Donnerstag, 24. April 2014

Strohfeuer

17. Kapitel
   René war nie anders gerufen worden als bei seinem Vornamen. Selbst seine Enkel sagten niemals Opa zu ihm, und in seiner Zeit als Boss hätte er sich jegliche Spitznamen verbeten. Nun entdeckte er, dass es ihm irgendwie schmeichelte, von Peggy Papù genannt zu werden. Aber wenn man ihm, dem Werbeprofi, schon eine „Marke“ zu seinem Image verpasste, wollte er herausfinden, wie das Bild entstanden sein könnte.
     Im Internet-Versand-Handel hatte er sich noch kurz vor der Abreise eine DVD von dem Film „Gandhi“ mit Sir Ben Kingsley besorgt. An einem Regentag besah er sich das Epos von mehr als drei Stunden Länge dreimal hintereinander. Zunächst im Original auf Englisch. Da entgingen ihm zwar die Feinheiten der Dialoge, aber die Arroganz der britischen Besatzer kam besser rüber. Die französische Synchronisation lieferte ihm zwar das Verständnis für die Fakten, aber eine Ahnung, was Peggy so beeindruckt haben könnte, in ihm, René,  ihren Papù zu entdecken, gab ihm die deutsche Version des Films.

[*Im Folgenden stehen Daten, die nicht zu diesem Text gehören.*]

PR #87, opened 2021-09-27
Change rip size to 8 in `X86_64CoreRegId`.

### LINKED ISSUE #80: RIP size on x86-64

gz:
### API Stability

Fixes #80.

### Checklist

I ran this in the past but this change was with the github editor :)

### DIFF
--- a/gdbstub_arch/src/x86/reg/id.rs
+++ b/gdbstub_arch/src/x86/reg/id.rs
@@ -172,7 +172,7 @@ impl RegId for X86_64CoreRegId {
 
         let r = match id {
             0..=15 => (Gpr(id as u8), 8),
-            16 => (Rip, 4),
+            16 => (Rip, 8),
             17 => (Eflags, 8),
             18..=23 => (Segment(X86SegmentRegId::from_u8(id as u8 - 18)?), 4),
             24..=31 => (St(id as u8 - 24), 10),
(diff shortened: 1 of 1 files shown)


daniel5151:
Seems like `Eflags` is also incorrect? Shouldn't it be `4`?

daniel5151:
Ah, and it seems you'll need to update the test as well.

gz:
Ha, totally broke the tests with a change that I figured would never do that :) I'm gonna fix it..

Regarding eflags, on x86-64 eflags was technically renamed to rflags and extended to be 64bit (even though the upper 32 bits are not really used):
https://docs.rs/x86/0.42.0/src/x86/bits64/rflags.rs.html#14

I will check the xml of gdb as well to see if it's really 8 bits there.

gz:
Hm seems to be still 32bit in gdb: https://github.com/bminor/binutils-gdb/blob/master/gdb/features/i386/64bit-core.c#L49

So I can change this too.

daniel5151:
Haha, all good.

Regardless what the x86 spec says, we'll need to match GDB's target XML. If they're only using 32 bits, then we should match that behavior.

Of course, if you want to use the full 64-bit value, you can always define a custom `Arch` + `target.xml` that uses the full 64 bits.

gz:
Fixed tests, let me know if this is good.

daniel5151:
Nice, thanks for the fix 🎉

PR #88, opened 2021-09-30
Rewrite `GdbStub::run` to use the state machine implementation (and more!)

daniel5151:
This is a set of API changes I've been sitting on for many months now, and I think it's high-time that I pushed these changes up.

The docs are still a mess, but I've opted to commit things up as is to get hands-on feedback from folks to make sure things work, and then I'll tackle the documentation later.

    Er war schon mit hohem Tempo im Tunnel unter dem Ärmelkanal unterwegs, als ihm klar wurde, dass Peggys Identifikation nicht allein ihm, sondern auch ihr selbst galt. Es ging um eine Sichtweise auf mögliche Arten des Miteinanders zwischen Mann und Frau, die über Begierde und Verlangen rangierte, bei der es vielleicht um das Teilen von Aura ging. Sex und Erotik – so schrieb er es jedenfalls in einer Mail an Johannes – spielten dabei eine weitaus kleinere Rolle als die geistige Hingabe im Bewusstsein die Seelen in Gleichklang zu bringen. Indem Peggy ihn Papù nannte, wollte sie nicht auf eine äußerliche Ähnlichkeit Renés anspielen, sondern auf ihre Rolle in dieser amour fou.
   Die von Geraldine James im Film so hervorragend dargestellte Gandhi-Jüngerin Mirabehn wäre demnach so etwas wie Peggys Rollenverständnis in ihrer noch im Anfangsstadium befindlichen Beziehung zu René…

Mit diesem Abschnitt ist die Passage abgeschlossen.